▸ Task statement: Beginning with the first entry, set down each one exactly as shown.

----------------------------------------

PR #8439, opened 2025-01-26
Frank/analysis follow up

frankqianms:
---

### General Guidelines

For new extensions:

### About Extension Publish


yonzhan:

src/apic-extension/azext_apic_extension/command_patches.py
```diff
@@ -519,3 +543,199 @@ def pre_operations(self):
             "region_name": args.region_name,
             "msi_resource_id": args.msi_resource_id
         }
+
+
+@register_command(
+    "apic import apim",
+    is_preview=True,
```
blackchoey, line 550: I'm not sure whether we expect to set this as preview, since the original command is in GA status. Let's confirm with PM.

src/apic-extension/azext_apic_extension/command_patches.py
```diff
@@ -519,3 +543,199 @@ def pre_operations(self):
...
+    def _build_arguments_schema(cls, *args, **kwargs):
+        # pylint: disable=protected-access
+        args_schema = super()._build_arguments_schema(*args, **kwargs)
+        args_schema.filter._registered = False
+        return args_schema
+
+    def pre_operations(self):
+        super().pre_operations()
+        args = self.ctx.args
+        args.analyzer_type = "spectral"
```
blackchoey, line 625: Are you tring to set a default vaule for --analyzer-type, but still exposes this parameter, or you're trying to hide this parameters to users?

src/apic-extension/azext_apic_extension/command_patches.py
```diff
@@ -519,3 +543,199 @@ def pre_operations(self):
...
+
+
+class DeleteApiAnalysisConfig(DefaultWorkspaceParameter, DeleteApiAnalysis):
+    pass
+
+
+class ImportApiAnalysisRuleset(DefaultWorkspaceParameter, ImportRuleset):
+    # pylint: disable=C0301
```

----------------------------------------

▸ Finished exercise:
PR #8439, opened 2025-01-26
Frank/analysis follow up

frankqianms:
---

### General Guidelines

For new extensions:

### About Extension Publish


yonzhan:

src/apic-extension/azext_apic_extension/command_patches.py
```diff
@@ -519,3 +543,199 @@ def pre_operations(self):
             "region_name": args.region_name,
             "msi_resource_id": args.msi_resource_id
         }
+
+
+@register_command(
+    "apic import apim",
+    is_preview=True,
```
blackchoey, line 550: I'm not sure whether we expect to set this as preview, since the original command is in GA status. Let's confirm with PM.

src/apic-extension/azext_apic_extension/command_patches.py
```diff
@@ -519,3 +543,199 @@ def pre_operations(self):
...
+    def _build_arguments_schema(cls, *args, **kwargs):
+        # pylint: disable=protected-access
+        args_schema = super()._build_arguments_schema(*args, **kwargs)
+        args_schema.filter._registered = False
+        return args_schema
+
+    def pre_operations(self):
+        super().pre_operations()
+        args = self.ctx.args
+        args.analyzer_type = "spectral"
```
blackchoey, line 625: Are you tring to set a default vaule for --analyzer-type, but still exposes this parameter, or you're trying to hide this parameters to users?

src/apic-extension/azext_apic_extension/command_patches.py
```diff
@@ -519,3 +543,199 @@ def pre_operations(self):
...
+
+
+class DeleteApiAnalysisConfig(DefaultWorkspaceParameter, DeleteApiAnalysis):
+    pass
+
+
+class ImportApiAnalysisRuleset(DefaultWorkspaceParameter, ImportRuleset):
+    # pylint: disable=C0301
```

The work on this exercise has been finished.